_HOW TO COMPLETE THIS TASK:_ Please output the lines shown below exactly as they appear.

★ ★ ★ ★

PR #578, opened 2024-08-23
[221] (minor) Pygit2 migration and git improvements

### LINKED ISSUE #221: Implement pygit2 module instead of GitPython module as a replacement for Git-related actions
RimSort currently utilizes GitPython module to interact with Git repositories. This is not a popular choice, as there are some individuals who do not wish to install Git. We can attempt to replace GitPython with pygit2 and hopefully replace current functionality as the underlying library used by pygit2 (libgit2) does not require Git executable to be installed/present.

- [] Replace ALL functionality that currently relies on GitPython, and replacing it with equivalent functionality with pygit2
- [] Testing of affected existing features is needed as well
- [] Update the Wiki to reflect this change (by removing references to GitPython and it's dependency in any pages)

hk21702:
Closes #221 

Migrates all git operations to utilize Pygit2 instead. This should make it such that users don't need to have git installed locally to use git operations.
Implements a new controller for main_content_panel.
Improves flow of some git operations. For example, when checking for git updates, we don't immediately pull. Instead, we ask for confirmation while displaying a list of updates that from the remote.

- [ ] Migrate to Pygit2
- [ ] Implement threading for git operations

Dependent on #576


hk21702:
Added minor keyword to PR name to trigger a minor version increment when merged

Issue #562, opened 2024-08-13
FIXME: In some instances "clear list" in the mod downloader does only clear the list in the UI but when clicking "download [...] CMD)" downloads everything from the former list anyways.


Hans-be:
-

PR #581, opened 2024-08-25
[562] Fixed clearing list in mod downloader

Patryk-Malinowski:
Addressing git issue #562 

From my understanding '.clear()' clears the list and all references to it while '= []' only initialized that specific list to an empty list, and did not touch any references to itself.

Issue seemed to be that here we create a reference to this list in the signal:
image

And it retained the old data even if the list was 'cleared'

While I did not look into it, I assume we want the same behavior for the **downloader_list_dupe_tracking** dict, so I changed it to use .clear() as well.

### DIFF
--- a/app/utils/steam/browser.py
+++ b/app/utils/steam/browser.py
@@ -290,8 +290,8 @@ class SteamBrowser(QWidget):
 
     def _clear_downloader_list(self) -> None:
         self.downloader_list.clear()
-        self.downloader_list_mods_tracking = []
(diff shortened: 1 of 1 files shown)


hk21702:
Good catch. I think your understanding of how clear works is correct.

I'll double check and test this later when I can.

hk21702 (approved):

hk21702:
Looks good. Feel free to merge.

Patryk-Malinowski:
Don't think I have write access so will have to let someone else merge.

★ ★ ★ ★

_RESPONSE TO THIS TASK:_
PR #578, opened 2024-08-23
[221] (minor) Pygit2 migration and git improvements

### LINKED ISSUE #221: Implement pygit2 module instead of GitPython module as a replacement for Git-related actions
RimSort currently utilizes GitPython module to interact with Git repositories. This is not a popular choice, as there are some individuals who do not wish to install Git. We can attempt to replace GitPython with pygit2 and hopefully replace current functionality as the underlying library used by pygit2 (libgit2) does not require Git executable to be installed/present.

- [] Replace ALL functionality that currently relies on GitPython, and replacing it with equivalent functionality with pygit2
- [] Testing of affected existing features is needed as well
- [] Update the Wiki to reflect this change (by removing references to GitPython and it's dependency in any pages)

hk21702:
Closes #221 

Migrates all git operations to utilize Pygit2 instead. This should make it such that users don't need to have git installed locally to use git operations.
Implements a new controller for main_content_panel.
Improves flow of some git operations. For example, when checking for git updates, we don't immediately pull. Instead, we ask for confirmation while displaying a list of updates that from the remote.

- [ ] Migrate to Pygit2
- [ ] Implement threading for git operations

Dependent on #576


hk21702:
Added minor keyword to PR name to trigger a minor version increment when merged

Issue #562, opened 2024-08-13
FIXME: In some instances "clear list" in the mod downloader does only clear the list in the UI but when clicking "download [...] CMD)" downloads everything from the former list anyways.


Hans-be:
-

PR #581, opened 2024-08-25
[562] Fixed clearing list in mod downloader

Patryk-Malinowski:
Addressing git issue #562 

From my understanding '.clear()' clears the list and all references to it while '= []' only initialized that specific list to an empty list, and did not touch any references to itself.

Issue seemed to be that here we create a reference to this list in the signal:
image

And it retained the old data even if the list was 'cleared'

While I did not look into it, I assume we want the same behavior for the **downloader_list_dupe_tracking** dict, so I changed it to use .clear() as well.

### DIFF
--- a/app/utils/steam/browser.py
+++ b/app/utils/steam/browser.py
@@ -290,8 +290,8 @@ class SteamBrowser(QWidget):
 
     def _clear_downloader_list(self) -> None:
         self.downloader_list.clear()
-        self.downloader_list_mods_tracking = []
(diff shortened: 1 of 1 files shown)


hk21702:
Good catch. I think your understanding of how clear works is correct.

I'll double check and test this later when I can.

hk21702 (approved):

hk21702:
Looks good. Feel free to merge.

Patryk-Malinowski:
Don't think I have write access so will have to let someone else merge.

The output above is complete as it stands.